Winter Olympics Primer: What’s Going To Go Down in Pyongchang


On Friday, February 9, 2018, the 2018 Winter Olympics will officially begin with a three-hour opening ceremony in predicted -10 Celsius weather, starting the world on an impressive 16 days of action.

The games will begin with some events on Wednesday, February 7, including curling. Some preliminary rounds of figure skating and some luge events will follow on February 8. Confused about some sports or want a comprehensive recap of all the incredible news you missed up to the start of the games? Get caught up on all the latest Olympic news and sports with this catch-all primer!

South Korea, Mike Pence, and Norovirus: All the Olympic News You Missed Leading up to the Games

Catch up on all the news not directly related to sports coming from Pyongchang! The most recent story comes from the security staff hired to protect athletes at the Olympics– many of whom are now in quarantine after showing symptoms of the vomiting and stomach illness norovirus. Although only 86 security guards are confirmed to have the illness, an estimated 1,200 have displayed at least one sign of having the disease and are currently in quarantine to keep the athletes safe. 900 military personnel will temporarily fill in for the 1,200 guards affected by the gastric bug.

According to the executive director of the International Olympic Committee, Christophe Dubi, they are taking all possible steps to keep the athletes and spectators safe from the bug, which infected 30 athletes at the 2017 International Association of Athletic Federation’s World Championships.

Want to know why this Olympics have been whispered about by some as the “Olympics of Peace?” A large part of that nickname has to do with the recent travel of a North Korean delegation of athletes, cheerleaders, and high-ranking officials, including the notable sister of North Korea’s supreme leader Kim Jong Un, to neighboring South Korea for the Winter Olympics. Although many in South Korea see this as a step toward positive negotiations in the region that is split in half and has been for the past seven decades, some Americans took the news with hesitation.
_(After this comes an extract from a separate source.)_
PR #496, opened 2020-11-23
Add reference to the bootstrap migration

gtseres:
Adding a reference to the bootstrap migration, as the section is named `Gitops migration`, so that it's clear which is the bootstrap migration we refer to in the section.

U.S. Senator Lindsey Graham said in a statement back in January when the story first broke that he doubted the United States would attend the Olympics if North Korea could participate. The U.S. will compete this month in Pyongchang, however, with Vice President Mike Pence in attendance as part of the American delegation. Many of Pence’s aides in the White House see this as an opportunity for negotiation, although Pence’s invitation of Otto Warmbier, father of a United States college student that died under mysterious circumstances in North Korea, may make any talks that much more difficult.

You may notice a conspicuous lack of red, white and blue at this Olympic Games. The American delegation of athletes will be attending in full force, but the Russian team has fewer athletes this year, stemming from a December ruling to effectively ban the nation from the games. This unprecedented decision comes after the 2016 Olympic games in Rio de Janeiro, when Russian officials were found to be interfering with the IOC’s drug testing efforts. Athletes without any drug charges will be allowed to compete, but if they take home a medal and make it to the podium, the Russian flag will not fly, the Russian anthem will not play, and instead of “Russian athletes,” they will be called “athletes from Russia.”

Luge, Skeleton, and Biathlon, Oh My: Your Guide to Olympic Sports (That Aren’t Figure Skating)

Chances are, if you’re an average American, you will have heard of hockey, snowboarding, or most famously, figure skating. But what about luge, curling, or biathlon? Here are some of the more obscure winter sports, explained, so that you can sound like an expert at your next dinner with family or Olympic watch party with friends.

Bobsleigh, if you are unfamiliar with the 1993 Disney movie “Cool Runnings,” is a sport in which individuals or teams of up to four speed around an icy track, sometimes parallel to the ground, in fiberglass sleighs in an attempt to have the lowest time. If you want to watch bobsleigh, the competition will take place from the 18-25 of February, making it one of the last events of the games. Some teams to watch are Jamaica’s first female bobsled team, the German men’s squads, which are set to perform well, and the Canadian women’s team, who are projected to take home the gold in their event.

Skeleton, another sledding event, is an individual event where sledders turn around corners, sometimes at upwards of 100 kilometers per hour, and brake and turn using only their body weight. Men’s and women’s skeleton, which will be from the 15-17 of February, is composed of four timed runs. The athlete with the lowest overall time takes home the gold. For the men’s event, Markus Dukurs of Latvia is projected to win the gold. For the women, Jacqueline Lölling of Germany looks to take the first gold in Skeleton for her country.

Luge, the last sledding event at the Winter Olympics, is a single, double, or relay sledding event where members sled feet-first on the same track as bobsleigh and skeleton. Germany looks to continue their domination of the sledding events, with German teams projected to win the men’s single and double luge, women’s single luge, and the mixed relay.

Biathlon, another neglected Olympic sport, combines rifle shooting and cross-country skiing. The only winter Olympic sport in which the United States has never won a medal, biathlon, has four individual distances and a relay, all of which have been traditionally dominated by Slovakia, Germany, France, and Norway, who are all medal contenders for the 2018 Olympic Games.